Le temps était passé, et Damoiselle Aelys avait grandi. Beaucoup grandi. La jeune enfant, mignonne dans son enfance, était devenue un brin de fille agréable à regarder, bien que la supporter quotidiennement tenait de l'héroïsme. Elle avait gardé l'attitude de princesse fironkoise qu'elle avait depuis sa petite enfance. La plupart de ses actes étaient une réaction contradictoire aux ordres ou conseils prodigués par sa protectrice, la Mère Enya. Ainsi, la jeune fille passait pour un beau fruit, mais un beau fruit empoisonné. Et ce au regret d'Enya, qui avait élevé de nombreuses matriarches en puissance et avait compté faire d'Aelys son plus beau fruit. Sa filleule, si elle avait fait montre de moins d'irrespect pour les matriarches et de plus d'intérêt pour les études de la Grammaire et de la Théologie aurait été une mère parfaite. Elle était dotée d'un dynamisme que même l'enfantement n'aurait pu entamer et d'une beauté époustouflante. De plus, cette blonde et svelte jeune fille, le sourire complice et le regard railleur, fille de Salamandre, n'avait jamais nié son ambition, bien qu'elle ne sût jamais vraiment comment elle voulait l'assouvir.
Mais comment s'approcher du pouvoir si l'on ne cesse de critiquer l'ordre établi que représentaient prêtresses, courtisanes et matriarches ?
Cette exclusion (de nombreuses soeurs avaient été élevées matriarches ou prêtresses) avait d'abord peiné Aelys. Un peu. Cependant, elle comprit vite que que l'enfantement et la direction des affaires ne l'intéressaient en aucune façon.
La Rheanie se caractérisait par sa relative jeunesse et également par les circonstances dans lesquelles est né cette contrée, qui tire son nom de la capitale, Rhean. Cette dernière a été créée par une poignée d'exilés kandrasiens ayant fui les massacres empersois perpétrés en Kandrasie après la bataille d'Heffdim.
Dirigée par des femmes, les matriarches, cette cité porte encore en elle les conséquences du grand massacre. Ici, aucun homme n'est autorisé à tenir une haute charge, tant on n'a peur que le mâle recommence à rêver de guerre et de sang. Les matriarches et grandes prêtresses ont ainsi verrouillé le pouvoir et comptent bien continuer en n'offrant une éducation lettrée digne de ce nom qu'à certaines jeunes filles, filleules de matriarche ou disciples de prêtresses, désignées pour devenir des courtisanes à la cour rheanienne et, là bas, pour intriguer afin d'être élevée, pour la gloire de sa protectrice. Ainsi les hommes, illettrés, n'ont d'autres choxi de laisser la loi aux femmes.

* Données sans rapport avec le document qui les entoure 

PR #360, opened 2026-03-10
fix: add restricted-compliant securityContext to Java init container

### LINKED ISSUE #361: Java init container missing securityContext breaks restricted Pod Security Standard
## What happened?

The Java auto-instrumentation init container (`opentelemetry-auto-instrumentation-java`) is created without any `securityContext`, causing pod creation to fail in namespaces enforcing `pod-security.kubernetes.io/enforce: restricted`.

## Error

```
Error creating: pods "app-789564bdf9-c6wm4" is forbidden: violates PodSecurity
"restricted:latest": allowPrivilegeEscalation != false (container
"opentelemetry-auto-instrumentation-java" must set
securityContext.allowPrivilegeEscalation=false), unrestricted capabilities (container
"opentelemetry-auto-instrumentation-java" must set
securityContext.capabilities.drop=["ALL"]), seccompProfile (pod or container
"opentelemetry-auto-instrumentation-java" must set
securityContext.seccompProfile.type to "RuntimeDefault" or "Localhost")
```

## Root Cause

In `pkg/instrumentation/sdk.go`, `setInitContainerSecurityContext` is commented out for Java due to upstream opentelemetry-operator#2272 (runAsNonRoot conflict with root-based Java agent image). However, this leaves the init container with no `securityContext` at all, violating the restricted Pod Security Standard.

Other languages (NodeJS, Python, DotNet, Apache) are not affected — they all call `setInitContainerSecurityContext`.

## Expected behavior

The Java init container should receive a minimal restricted-compliant `securityContext`:
- `allowPrivilegeEscalation: false`
- `capabilities.drop: ["ALL"]`
- `seccompProfile.type: RuntimeDefault`

Without setting `runAsNonRoot` or `runAsUser` (to avoid the #2272 conflict).

## Environment

- EKS add-on: amazon-cloudwatch-observability
- Namespace PSS: `restricted:latest`
- Deployment: Pod-level `runAsUser: 1001`, `runAsNonRoot: true`, full restricted `securityContext` on app container

## Reproduction

1. Create namespace with `pod-security.kubernetes.io/enforce: restricted`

Cependant, un autre fait marquant la Rheanie, c'est la peur qu'inspire la guerre à ces derniers, et notamment à l'élite matriarcale. Craignant que la race de Ris ne disparaisse à jamais de la terre, cette dernière s'est fixé comme principale préoccupation la croissance et l'éducation des nouvelles générations, et a ainsi laissé le soin de la défense de ses terres à quelques compagnies de mercenaires fironkois qui, bien que richement payées, n'omettent pas d'oser quelques rapines sur la population, sûrs qu'ils sont de la lâcheté des matriarches.
Cet état de fait faisait enrager une partie de la nouvelle garde matriarcale qui, moins timorrée que les anciennes, réclamaient que l'on chasse ces barbares. Mais pour les remplacer par quoi ? Des hommes de Rheanie ? C'était leur offrir la possibilité de renverser Rhean et instaurer un royaume de mâles. D'autres mercenaires ? Bonnet blanc et blanc bonnet. Non, la cour était bloquée, et l'on continuait à engraisser les compagnies fironkoises, bien que de timides milices d'hommes (souvent des serviteurs de grandes dames) ne tentaient de se tailler leur place.